Something changed between then and now—I came to see that all of the things that frustrated me about the Kindle were things that made it not like a book. It’s book-like qualities were it’s best qualities; it’s non-book-like qualities were the ones that got to me. All of the things that annoyed me were the things that made the experience more like operating a computer and less like reading a book. Pages took too long to turn; I could not splash yellow highlighter on the pages; I could not skim through the book looking quickly for a word or phrase or note; I could not scrawl notes in the margins. Sure, there were a few advantages—the notes I did take (saved in a text file on the Kindle) could be exported to my computer simply by plugging in a USB cable; books were less expensive and instantly added to my collection; hundreds of classics were available for free.
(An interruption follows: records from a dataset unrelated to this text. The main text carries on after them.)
PR #1062, opened 2026-05-07
feat(instructions): add runtime context and operation guidance

showms:
## Problem
`openspec/config.yaml` supports `context` and `rules`, but `rules` are only applied when generating artifact instructions. They are not surfaced in `apply` / `archive` flows, so project-level guidance becomes inconsistent across the workflow.

## Why this matters
Users expect project constraints defined in config to apply throughout the workflow, not only while generating artifacts. This is especially important for:

- implementation constraints during `apply`
- safety and process constraints during `archive`

In practice, this would make the workflow much more flexible. For example:

- during `apply`, projects could specify execution guidance such as whether sub-agents are allowed, how much parallelization is appropriate, or what implementation constraints must still be followed
- during `archive`, projects could specify post-archive follow-up steps such as documentation cleanup, knowledge base updates, release note preparation, or other housekeeping actions

## Proposed change
Allow reserved `rules` targets for workflow phases:

- `rules.apply`
- `rules.archive`

Keep existing artifact keys unchanged.

## Scope
This proposal would:

- extend config validation to allow workflow phase targets
- inject `rules.apply` into apply instructions
- inject `rules.archive` into archive workflow instructions
- update tests and config help text

It does not redesign the config format.

## In this PR
This PR only adds the OpenSpec proposal scaffolding for discussion before implementation:

- `openspec/changes/extend-config-injection-to-apply-archive/.openspec.yaml`
- `openspec/changes/extend-config-injection-to-apply-archive/proposal.md`

## Test plan
- [x] Created the change scaffold with the default `spec-driven` schema
- [x] Reviewed the proposal scope and backward-compatibility expectations
- [x] Confirmed this PR contains proposal files only
- [x] No runtime code changes in this PR, so no tests were run

## Summary by CodeRabbit

* **New Features**
  * Apply and Archive instruction outputs can include project-level context and workflow rules; added an Archive instructions command with JSON output (template, optional context, optional rules).
* **Documentation**
  * Docs and config examples updated to show workflow rule keys (apply/archive) and how context/rules are injected and consumed.
* **Tests**
  * Added unit and integration tests for instruction generation, rendering, validation, CLI JSON behavior, and warning deduplication.
* **Behavior**
  * Workflow rule targets (apply/archive) accepted without artifact-ID warnings; unknown keys emit single-session warnings.


showms:
Updated the proposal to include the config structure, validation expectations, and docs/migration impact

alfred-openspec (commented):
This is the right direction: workflow-phase guidance belongs on apply/archive, and proposal-only scope is a good way to settle the contract before implementation. I’d keep `rules.apply` and `rules.archive` as reserved workflow targets, but the implementation should avoid turning them into artifact-rule warnings and should keep the built-in apply/archive safety prompts higher priority than config guidance.

showms:
@alfred-openspec noted, proposal already captures both constraints

showms:
Addressed — removed the type assertion for workflow rule targets, and added a comment clarifying the optional archive change validation

showms:
@TabishB @alfred-openspec  Follow-up changes are pushed and the latest feedback is addressed. Would appreciate a review when you have a moment

alfred-openspec (changes requested):
Thanks for taking this from proposal to implementation, the overall shape looks coherent and the test suite passes. I found one validation gap to fix before merge: apply/archive read config directly and do not warn on unknown `rules.*` keys, so config typos can be missed on the new workflow surfaces.

showms:
@alfred-openspec Thanks for the review — I addressed the validation gap in this update.

Changes made:
- apply/archive instructions now validate `rules.*` keys against schema artifact IDs
- reserved workflow targets `apply` and `archive` are accepted explicitly
- added tests for warnings, valid workflow targets, and cross-path deduplication

showms:
Follow-up update: the validation-gap fix is in, and I also addressed the latest CodeRabbit follow-ups.

@alfred-openspec @TabishB would appreciate a re-review when convenient.

showms:
@alfred-openspec friendly ping when you have a chance.

The validation-gap issue from the May 17 review has been fixed, and the latest follow-up is included in the current head commit from May 29.

I also noticed the CI run on the latest commit is showing `action_required`. If that needs maintainer approval or anything else from my side, I’m happy to help.

TabishB:
Thanks for pushing this forward. After digging into the design more, I think this PR has found a real user problem:

> People want OpenSpec to follow project-specific instructions while applying and archiving a change.

The dynamic part of this PR is useful. A skill should be able to ask OpenSpec for the latest project context when it runs.

I think we should pause on the `rules.apply` and `rules.archive` config shape, though. We may be mixing a few different things together.

```text
Artifact rule
  = what an output should look like

Operation guidance
  = optional advice for how to do some work

Skill
  = the built-in steps for doing the work

CLI check
  = something that must pass
```

For example:

```yaml
rules:
  specs:
    - Every requirement must include a scenario
```

This describes the spec we want the agent to produce.

But this is different:

```yaml
operations:
  apply:
    guidance:
      - Show a short test summary after each task
```

This is extra advice about how the agent should work.

The difference between guidance and a skill is important:

```text
Skill:       Find the change -> apply tasks -> verify -> finish
Guidance:    "Keep the test summary short"
```

A skill defines the main flow. Guidance helps the agent make choices inside that flow.

There is one important limitation: to the model, the skill and guidance are both text. If guidance says “skip validation”, simply calling it guidance does not stop the agent from following it. Anything that must be protected should therefore be a real CLI check, not prompt text.

Archive is a useful example of how these pieces fit together. We tried deterministic Markdown requirement merging before, but heading matching was too brittle. An agent is better at understanding the meaning and rewriting the final spec so it still reads well.

That does not mean the agent needs to own the whole archive operation. A possible future flow is:

```text
User runs /opsx:archive add-login
                 |
                 v
        +-------------------+
        | OpenSpec prepares |
        | the archive       |
        |                   |
        | - check tasks     |
        | - find deltas     |
        | - find targets    |
        | - check paths     |
        +---------+---------+
                  |
                  | gives the agent:
                  | - source spec
                  | - target spec
                  | - rules for specs
                  | - archive guidance
                  v
        +-------------------+
        | Agent does the    |
        | semantic work     |
        |                   |
        | - understand      |
        | - merge           |
        | - rewrite clearly |
        +---------+---------+
                  |
                  v
        +-------------------+
        | OpenSpec validates|
        |                   |
        | - files parse     |
        | - paths are safe  |
        | - archive can run |
        +---------+---------+
                  |
                  v
           User confirms
                  |
                  v
        +-------------------+
        | OpenSpec finishes |
        | the archive       |
        +-------------------+
```

This is the key artifact/skill relationship:

```text
Archive needs to produce an updated spec
                  |
                  v
The agent receives the rules for specs
                  |
                  v
The agent follows them while writing the spec
```

The spec rules are not turned into archive rules. They are included because archive happens to produce a spec. We can think of artifact rules as “travelling with the artifact”.

A possible project config could look like this:

```yaml
rules:
  specs:
    - Keep existing requirement IDs when the meaning has not changed
    - Every requirement must include at least one scenario

operations:
  archive:
    guidance:
      - Show a short summary of what changed after merging
```

The user experience might be:

```text
User:
  /opsx:archive add-login

Agent:
  I found one delta spec.
  All tasks are complete.

  I will merge it into the main auth spec using the project's
  spec rules.

Agent:
  The merge is ready and OpenSpec's checks passed.

  Summary:
    - Added passwordless login
    - Updated the existing login requirement
    - Kept the existing requirement ID

  Finish archiving?

User:
  Yes

Agent:
  Done. The change has been archived.
```

My suggested direction is:

1. Keep the useful work that lets skills fetch current context from OpenSpec.
2. Do not add `apply` and `archive` as normal artifact rule keys yet.
3. Consider clearly named, additive `operations.apply.guidance` and `operations.archive.guidance` for optional advice.
4. Pass artifact rules to the agent whenever an operation creates or updates that artifact.
5. Keep required safety behavior as real CLI checks.
6. For archive, explore a prepare -> agent work -> validate -> finalize flow.
7. Add typed operation checks later, one at a time, when we have real cases that need enforcement.

So I think this PR is valuable because it exposed a missing design boundary. The concern is not the quality of the implementation. I would rather settle the public model first than merge a config shape that may be hard to change later.

showms:
Thanks for the detailed explanation and concrete archive example — it helped clarify the boundaries between artifact rules, operation guidance, skills, and CLI-enforced checks.

I explored the proposed `prepare -> agent work -> validate -> finalize` archive flow in more detail. The direction makes sense, but it appears to be a substantially larger archive redesign than the runtime-input change in this PR.

Today, `openspec archive` and the archive skills are effectively separate implementations: the CLI owns deterministic spec merging and filesystem moves, while the skills own agent-driven semantic merging and perform the archive move themselves.

A phased archive flow would likely require:

- extracting shared `prepare`, `validate`, and `finalize` boundaries from the current archive command
- keeping the agent responsible only for semantic spec work
- changing both single and bulk archive skills to stop moving changes directly
- preserving compatibility for the existing `openspec archive` command
- defining mixed-schema and batch-conflict behavior

To keep the work focused and reviewable, would you prefer splitting it into two stages?

### 1. Runtime inputs and guidance in this PR

- provide current project context and `operations.apply.guidance` / `operations.archive.guidance`
- carry artifact rules with specs produced by the existing archive and sync agent workflows
- keep the current archive execution ownership and phases unchanged

### 2. Archive execution redesign in a follow-up change

- prepare
- agent-driven semantic work
- CLI validation
- user confirmation
- CLI finalization
- single, bulk, and mixed-schema behavior

I have updated the current change artifacts around the first-stage contract, including fail-closed instruction lookup behavior and keeping spec sync scoped to the existing `artifactPaths.specs` contract.

If you would rather settle the phased archive design as part of this PR before implementation, I’m also happy to expand the current change.

alfred-openspec:
Let’s split it. Keep #1062 scoped to runtime-fresh context and operations.*.guidance, plus carrying specs artifact rules into the existing apply/archive/sync workflows, with archive execution ownership and phases unchanged; the current proposal reflects that boundary well. Please open the prepare -> agent work -> validate -> confirm -> finalize redesign as a follow-up proposal, since it changes CLI/skill ownership, single/bulk atomicity, compatibility, and mixed-schema semantics and should be reviewed independently.

showms:
Thanks — I’ve now implemented the agreed first-stage scope:

- expose runtime-fresh project context and `operations.apply.guidance` / `operations.archive.guidance`
- carry `specs` artifact rules into the existing apply, archive, and sync workflows
- keep the current archive execution ownership and phases unchanged

The `prepare -> agent work -> validate -> confirm -> finalize` archive redesign remains intentionally out of scope and will be handled as a separate follow-up proposal.

Verification:
- build and lint pass
- strict OpenSpec validation passes
- all 253 targeted tests pass
- the full local suite has 2249 passing tests; 

@TabishB @alfred-openspec, this should now be ready for review. Thanks!

alfred-openspec (dismissed):
Reviewed at d30183e. The final operation-guidance contract resolves my earlier validation concern; focused tests, lint, build, strict change validation, and CI are green.

clay-good:
> [!IMPORTANT]
> **Retracted — this verdict was wrong. See my [current review](https://github.com/Fission-AI/OpenSpec/pull/1062#issuecomment-5095406861) for the LGTM.**
>
> Two of the objections below don't hold, and I'm leaving the text intact rather than deleting it so the thread still reads:
>
> 1. **"`operations.*` diverges from what was asked"** — wrong. @TabishB explicitly prescribed `operations.apply.guidance` / `operations.archive.guidance` on 2026-07-19. @showms implemented the shape he was given.
> 2. **"The sync-specs / `instructions specs` additions are out of scope and contradict the PR's own non-goals"** — wrong. @TabishB's point 4 asked for exactly this, @alfred-openspec scoped it into this PR on 2026-07-26, and the non-goal I quoted had already been rewritten into a **Goal**. I had diffed against a stale `origin/main` and was reading an outdated `design.md`.
>
> What did hold: the skills.sh version-skew problem, fixed in `36fdf88`. The deferred design questions are now tracked in #1456 and #1460.

---

## Not LGTM — refactor and split before this can be considered

I reviewed this against four questions: is the need real, does it work, does it break anyone, and does it expand OpenSpec's core design. It works and it's well tested, but it breaks the archive workflow for skills.sh users, silently hijacks a reserved word, and expands the config architecture in a direction that conflicts with the open issue asking for this capability.

Everything below was verified by running the branch (merge base = `c33fcb3`, current `main`).

### Verification performed

| Check | Result |
|---|---|
| `npm run build` | clean |
| `npx vitest run` | **2277/2277 passing**, 112 files (incl. both parity tests) |
| A/B runtime comparison vs `main` | done, in a scratch project |
| Config resilience (malformed `operations`) | works, warnings actionable, stdout JSON stays pure |

---

### 1. Is this a true need? Partially — but the mechanism diverges from the one that was asked for

**The gap is real.** I confirmed `context` genuinely does not reach apply today:

```
# main
### Instruction
Read context files, work through pending tasks, mark complete as you go.
(ends)

# this PR
### Instruction
Read context files, work through pending tasks, mark complete as you go.

### Project Context (required instruction input)
TypeScript project using pnpm.
```

**But there's an open issue asking for exactly this, and it asks for a different shape.** [#1383 "Proposal: Instructions for archive/sync in schema.yml"](https://github.com/Fission-AI/OpenSpec/issues/1383) requests archive/sync instructions in `schema.yaml`, mirroring the `apply:` phase block that already exists there:

```yaml
# schemas/spec-driven/schema.yaml (already on main, lines 203-208)
apply:
  requires: [tasks]
  tracks: tasks.md
  instruction: |
    Read context files, work through pending tasks, mark complete as you go.
```

The idiomatic, non-expanding extension is an `archive:` block right there. This PR instead creates a new `config.yaml` namespace, leaving OpenSpec with **three** overlapping guidance channels: `schema.yaml apply.instruction`, `config.yaml rules.<artifact>`, and now `config.yaml operations.<op>.guidance`. That is a design decision that belongs to the maintainers on #1383, not to an implementation PR. No issue is linked here.

**Also: the PR description is badly stale.** It still reads "This PR only adds the OpenSpec proposal scaffolding for discussion before implementation" and "No runtime code changes in this PR, so no tests were run." It is now 37 files and 2,424 additions of runtime code, and it describes a `rules.apply` / `rules.archive` design that the implementation abandoned in favor of `operations.*`. Please rewrite it before any further review.

---

### 2. Does the solution work? Yes

No functional defects found. Verified live:

```console
$ openspec instructions archive --change demo-change --json
{
  "changeName": "demo-change",
  "context": "TypeScript project using pnpm.\n",
  "operationGuidance": ["Summarize the archive outcome"],
  "root": { "path": "/…/sandbox", "source": "nearest" }
}
```

Malformed config degrades correctly and does not poison unrelated fields:

```console
$ openspec instructions apply --change demo-change --json    # archive guidance is a string, plus a bogus op
Guidance for operation 'archive' must be an array of strings, ignoring this operation's guidance
Unknown operation ID 'bogusop' in config. Supported operation IDs: apply, archive
{ …valid apply payload, apply guidance intact… }
```

Warnings go to stderr; stdout is pure JSON. Test coverage is genuinely good — the new cases in `test/core/project-config.test.ts` and `test/commands/artifact-workflow.test.ts` map cleanly onto the spec scenarios.

**One part of this PR is an unambiguous win** and should be kept regardless of what happens to the rest: threading a single `projectConfig` snapshot through `loadChangeContext` → `resolveSchemaForChange` (`src/utils/change-metadata.ts`, `src/core/artifact-graph/instruction-loader.ts`) removes a duplicate `readProjectConfig` per command. That's why the "emits one warning per command" test can pass. Pure improvement, zero API surface.

---

### 3. Breaking changes? Yes — three, one of them a blocker

#### 3a. BLOCKER — skill/CLI version skew hard-blocks archiving

`skills/README.md` states these skills are distributed standalone via `npx skills add Fission-AI/OpenSpec` and "drive the `openspec` CLI" — whatever version the user has. This PR teaches the archive skill a command that does not exist in any released CLI, and tells the agent to **stop** when it fails:

> If the lookup exits non-zero or returns invalid JSON, report the error and stop before inspecting or writing specs or moving the change. Do not treat a failed lookup as an empty successful response.

Against the current released CLI:

```console
$ openspec instructions archive --change demo-change --json     # v1.6.0
{ "status": [ { "severity": "error", "code": "change_error",
    "message": "Artifact 'archive' not found in schema 'spec-driven'. Valid artifacts:\n  proposal\n  specs\n  design\n  tasks" } ]
$ echo $?
1
```

So between merging this and shipping the next npm release, **every skills.sh consumer's archive workflow is bricked** — not degraded, stopped. Bulk archive is worse; its rule is "A failed archive/specs instruction lookup stops the whole batch atomically."

Fix: any new CLI call a skill learns must degrade gracefully — treat a failed lookup as "no inputs configured" and continue the built-in workflow. Hard-stop semantics are only safe for commands that have already shipped.

#### 3b. MAJOR — `archive` becomes a reserved word and silently hijacks a custom artifact

`src/cli/index.ts` branches on `artifactId === 'archive'` before artifact resolution. Users can define project-local schemas at `openspec/schemas/<name>/schema.yaml` with arbitrary artifact IDs. I built one with an artifact literally named `archive`:

```console
# main — resolves the user's artifact
$ openspec instructions archive --change demo-change
<artifact id="archive" change="demo-change" schema="custom">
<task>
Create the archive artifact for change "demo-change".

# this PR — same project, artifact is now unreachable
$ openspec instructions archive --change demo-change
## Archive Inputs: demo-change
No project context or operation guidance configured.
```

No error, no warning, no escape hatch. Narrow blast radius, and there is precedent (`apply` is already reserved) — but widening a reserved-word namespace over a user-extensible ID space should at minimum detect the collision and warn, or use a surface that can't collide (`openspec instructions --operation archive`).

#### 3c. MINOR — new output noise on an existing command

`printOperationInputsText` runs unconditionally at the end of `printApplyInstructionsText`, so every user with no `context` and no `operations` now gets an extra line appended to `openspec instructions apply`:

```console
### Instruction
Read context files, work through pending tasks, mark complete as you go.
Pause if you hit blockers or need clarification.

No project context or operation guidance configured.     # <-- new, for the majority of users
```

Should be silent when both fields are absent. (Fine to keep for the dedicated `instructions archive` surface, where it's the whole payload.)

**Not breaking, credit where due:** the config format is forward-compatible. An older CLI reading a config with `operations:` ignores it silently — I confirmed no warning is emitted.

---

### 4. Is this surgical, or does it expand core design? It expands, and beyond its own stated non-goals

This is the deepest problem. The PR adds:

- a new top-level config namespace (`operations.<id>.guidance`), a third guidance channel
- a new reserved CLI surface (`instructions archive`)
- new public types/exports (`OPERATION_IDS`, `OperationId`, `OperationConfig`, `OperationsConfig`, `OperationInputs`, `ArchiveInstructions`, `loadOperationInputs`)
- ~330 lines of prompt prose across 4 skill templates

**And it contradicts its own non-goals.** `design.md` explicitly lists under Non-Goals:

> Change spec sync behavior or pass artifact rules through archive or sync work.

The implementation does exactly that. `sync-specs.ts` and `bulk-archive-change.ts` now mandate `openspec instructions specs --change <name> --json` with hard-stop-before-write semantics:

> If the direct lookup exits non-zero or returns invalid artifact-instruction JSON, report the error and stop before writing any main spec.

That is a brand-new failure mode injected into the archive path, unrelated to the stated purpose (apply/archive *operation guidance*), and it should not be in this PR at all.

The prompt text is also very heavy and repetitive. The archive SKILL.md grows 48 lines, much of it defensive boilerplate repeated verbatim across three skills ("These are prompt-level behavior contracts, not enforceable checks"). Per the repo's own writing conventions, this needs to be a fraction of its current length.

---

### On @alfred-openspec's outstanding CHANGES_REQUESTED

The 2026-05-17 review flagged that apply/archive read config directly and don't warn on unknown `rules.*` keys. The redesign from `rules.apply` to `operations.*` largely moots it — apply and archive no longer read `rules` at all. Worth noting for completeness: `validateConfigRules` still runs only inside `generateInstructions` (`instruction-loader.ts:354`), and there's no equivalent validation for unknown `operations` keys surfaced through `validate` or `doctor` — only a parse-time `console.warn`. That's consistent with how `rules` behaves today, so I don't consider it blocking.

---

### Recommendation

Split this into three, and take the design question upstream first.

1. **Land now, separately:** the `projectConfig` threading through `loadChangeContext` / `resolveSchemaForChange`. Real win, no new surface, no risk.
2. **Take to the maintainers on [#1383](https://github.com/Fission-AI/OpenSpec/issues/1383) before writing more code:** where phase guidance lives. My strong preference is a `schema.yaml` `archive:` block next to the existing `apply:` block, rather than a new `config.yaml` namespace. That closes #1383 as filed and adds no third channel.
3. **Drop entirely:** the `instructions specs` changes in `sync-specs` and `bulk-archive`. Out of scope and contrary to this PR's own non-goals.

If the `operations` direction is ultimately chosen anyway, these must be fixed before merge:
- skills must treat a failed instruction lookup as "no inputs" and continue, never hard-stop (3a)
- resolve or warn on the `archive` reserved-word collision (3b)
- silence `printOperationInputsText` when both fields are absent (3c)
- rewrite the PR description — it currently describes a design this PR doesn't implement
- cut the skill prompt additions down substantially

Thanks @showms — the engineering quality here is genuinely high (resilient parsing, thorough tests, clean parity handling). The objections are about surface area and blast radius, not craft.

clay-good:
## LGTM

*Updated 2026-07-27 after reading the full review history. This supersedes my earlier "Not LGTM" comment, which got two things wrong — see the corrections below.*

### Corrections to my earlier review

**1. `operations.*.guidance` was prescribed, not invented.** I framed this PR as diverging from what was asked. It wasn't. @TabishB's 2026-07-19 comment says, verbatim:

> Consider clearly named, additive `operations.apply.guidance` and `operations.archive.guidance` for optional advice.

@showms implemented exactly the shape the maintainer specified. My criticism was unfair and I withdraw it.

**2. Carrying `specs` artifact rules into apply/archive/sync was requested, not scope creep.** I called it "contrary to the PR's own non-goals." That was wrong twice over. It was explicitly asked for — @TabishB's point 4 (*"Pass artifact rules to the agent whenever an operation creates or updates that artifact"*, on the reasoning that *"archive happens to produce a spec… artifact rules travel with the artifact"*), then scoped by @alfred-openspec:

> Keep #1062 scoped to runtime-fresh context and `operations.*.guidance`, plus carrying specs artifact rules into the existing apply/archive/sync workflows.

And the non-goal I quoted no longer exists. I had diffed against a stale `origin/main` and read an outdated `design.md`; the current one lists this under **Goals** — *"Carry current `specs` artifact rules into archive-driven and standalone spec sync."* My mistake, and the lesson is to re-read changed files after refreshing refs rather than trusting a stale three-dot diff.

### Verification against current main

| Check | Result |
|---|---|
| Branch contains current main (`3e3cbd3`) | yes — merge base = main HEAD |
| Merge into main | fast-forward, **zero conflicts** |
| Build | clean |
| Full suite | **2279/2279** across 112 files |
| `pnpm lint` | clean |
| `regen:parity-hashes` + `generate:skills` | **no diff** — generated artifacts genuinely in sync with sources |
| Net change | 37 files, +2439/−54 |

@TabishB's seven-point direction, checked individually: points 1–4 implemented; point 5 (safety stays real CLI checks) respected — nothing enforceable moved into prompt text; points 6–7 deferred to follow-ups below.

### The one real issue found, and fixed

`openspec instructions archive` ships *in this PR*, so no released CLI has it — but `skills/` installs standalone via `npx skills add Fission-AI/OpenSpec` and drives whatever CLI the user already has. The archive and bulk-archive skills required a zero exit status from that lookup and told the agent to stop on failure, which would have blocked archiving outright for every skills.sh user between merge and the next npm publish. Verified against the published package:

```console
$ npx @fission-ai/openspec@1.6.0 instructions archive --change demo --json
{ "status": [ { "severity": "error", "code": "change_error", … } ] }
$ echo $?
1
```

Fixed in `36fdf88`: the archive-inputs lookup now fails **open** (continue with no context/guidance), while the `openspec instructions specs` lookup stays fail-**closed**, since a silently-missing rule set there would change what gets written into main specs. Both directions are asserted in the parity test with `.not.toContain` guards on the old strings.

General rule worth carrying forward: **any time a generated skill learns a new CLI command, it must degrade when that command is absent** — the skill can always be installed ahead of the CLI.

### Follow-ups filed

Both deferred items now have homes, so nothing is lost by merging:

- **#1456** — where workflow phases are configured (`schema.yaml` vs `config.yaml`, and the CLI namespace collision where a project-local schema defining an `archive` artifact can no longer reach it). Supersedes #1383.
- **#1460** — the prepare → agent work → validate → confirm → finalize archive flow that @alfred-openspec asked be opened separately, since it changes CLI/skill ownership, single/bulk atomicity, compatibility, and mixed-schema semantics.

### Remaining non-blockers

- `openspec instructions apply` prints `No project context or operation guidance configured.` for users with no config — cosmetic, worth silencing when both fields are absent.
- The `archive` reserved-word collision — narrow, tracked in #1456.

Nice work @showms, and sorry for the noisy first pass.

clay-good:
Heads up @showms — I pushed one commit directly to your branch (`36fdf88`) rather than leaving it as a review round-trip, since this was the last thing standing between the PR and merge and I didn't want to hold it there. Apologies for going straight to a push while you were still actively working on it; **please pull before your next commit** so you don't diverge.

Happy to revert it if you'd rather take it yourself — just say so.

### What it changes

Only the failure semantics of the new `openspec instructions archive` lookup in the archive and bulk-archive skills. Nothing else in the PR is touched.

```diff
-   Keep the same selected-root flags on this command. Require a zero exit status
-   and valid archive-instruction JSON for the selected change. If the lookup exits
-   non-zero or returns invalid JSON, report the error and stop before inspecting or
-   writing specs or moving the change. Do not treat a failed lookup as an empty
-   successful response.
+   Keep the same selected-root flags on this command. This lookup is advisory and
+   optional: it only supplies extra prompt inputs, so it must never block archiving.
+   If it exits non-zero or returns invalid JSON — for example on an older CLI that
+   does not support this command yet — continue the archive workflow with no
+   context and no operation guidance. Do not report an error and do not stop.
```

### Why

`openspec instructions archive` ships *in this PR*, so no released CLI has it. But `skills/` is installed standalone via `npx skills add Fission-AI/OpenSpec` (per `skills/README.md`) and drives whatever `openspec` the user already has. Verified against the published package:

```console
$ npx @fission-ai/openspec@1.6.0 instructions archive --change demo-change --json
{ "status": [ { "severity": "error", "code": "change_error",
    "message": "Artifact 'archive' not found in schema 'spec-driven'…" } ] }
$ echo $?
1
```

Combined with the old "stop before inspecting or writing specs or moving the change", that meant every skills.sh user on `latest` would have lost archiving entirely between this merging and the next npm publish — stopped, not degraded. Bulk archive was worse: it stopped the whole batch.

### What I deliberately did *not* change

The `openspec instructions specs` lookup stays **fail-closed**. That's an existing command, so there's no version-skew exposure, and your reasoning there is right — a silently-missing rule set would change what gets written into main specs. The two lookups now have deliberately different failure semantics, and the parity test asserts both:

- archive inputs → fail **open** (advisory, must never block)
- specs rules → fail **closed** (stop before any main-spec write)

### Verification

- `pnpm build` clean, skills + parity hashes regenerated via `pnpm regen:parity-hashes && pnpm generate:skills`
- Full suite green: **2277/2277 across 112 files**
- I updated your two parity assertions to encode the new contract (renamed the first to `…fail open and sync instruction consumption fail closed`) and added `.not.toContain` guards on the old hard-stop strings so this can't silently regress

The general rule worth carrying forward: any time a generated skill learns a *new* CLI command, it has to degrade when that command is absent, because the skill can always be installed ahead of the CLI.

With that in, this is an LGTM from me.

alfred-openspec (approved):
Re-reviewed at bfe82b1. The archive-input compatibility fix preserves standalone skills on older CLIs while keeping specs-rule loading fail-closed; 137 focused tests, build, lint, strict change validation, and all CI checks pass.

But overall, the Kindle experience paled in comparison to the happy, familiar, comforting experience of sitting down with a book. Everything I wanted the Kindle to do, a book could do better.

He goes on to list more reasons why the book is the perfect technology. Perhaps this will change one day, but for now I can see his point. I work at a newspaper, which I hear every day is a dying industry. Yet, there is a feeling of holding a newspaper in your hand or the anticipation of picking up the day’s news off your front porch (or wherever it lands!) or handing a section to your wife so you can have the sports pages that so far has not been replaced. A common joke in our family is that an e-mail doesn’t exist for my in-laws until it is printed out and held in their hands. Some things are hard to replace.

So, we can appreciate new technology, but don’t be so quick to trash the old technology (or the people who are devoted to it). God works in mysterious way.

New iPhones: Apple wants you to stimulate the economy

A little silver lining on the dark economy cloud as reported by the Associated Press:

SAN FRANCISCO (AP) — Apple Inc. slashed the entry price for an iPhone in half and rolled out new laptops for $300 less than previous models Monday, the company’s first dramatic price cuts since the recession began a year and a half ago.

Apple unveiled two new models of the iPhone – the 3G S – that will sport a faster processor and sought-after features like an internal compass, a video camera and an improved photo camera. A 16-gigabyte version of the 3G S will cost $199 and a 32-gigabyte model will be $299. The 8-gigabyte iPhone 3G, which came out last year, will be cut to $99 from $199.

All those people who dished out $599 two years ago for lesser phones will be really glad to hear this news. Or not.